## WHAT IS REQUIRED
Copy every line from the one containing "## 🧪 Testing" through the last line of the records below, both included, and nothing else.

[Opening EXTRACTED ENTRIES section]

PR #1603, opened 2023-02-01
Tweak rewrite-links script for Terraform content

ashleemboyer:
## 🗒️ What

- Updates the rewrite links script `getMdxLinksToRewrite` helper to check if there is a `source` property in the frontmatter of an MDX file. If the value for that property is different than the repo having its links rewritten, then the file will be ignored.

## 🤷 Why

- The `ptfe-releases` repo is one that copies some MDX files directly from another repo. When the copy happens, the files are completely overwritten, so changes need to be made at the source.

## 🧪 Testing

- [ ] Make sure you have a local clone of the `ptfe-releases` repo
- [ ] With `dev-portal/main` checked out locally, run the link rewrite script on your `ptfe-releases` copy (`localCopyLocation` is the _folder_ where `ptfe-releases` is located):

[Closing EXTRACTED ENTRIES section]

## OUTPUT OF THE TASK
## 🧪 Testing

- [ ] Make sure you have a local clone of the `ptfe-releases` repo
- [ ] With `dev-portal/main` checked out locally, run the link rewrite script on your `ptfe-releases` copy (`localCopyLocation` is the _folder_ where `ptfe-releases` is located):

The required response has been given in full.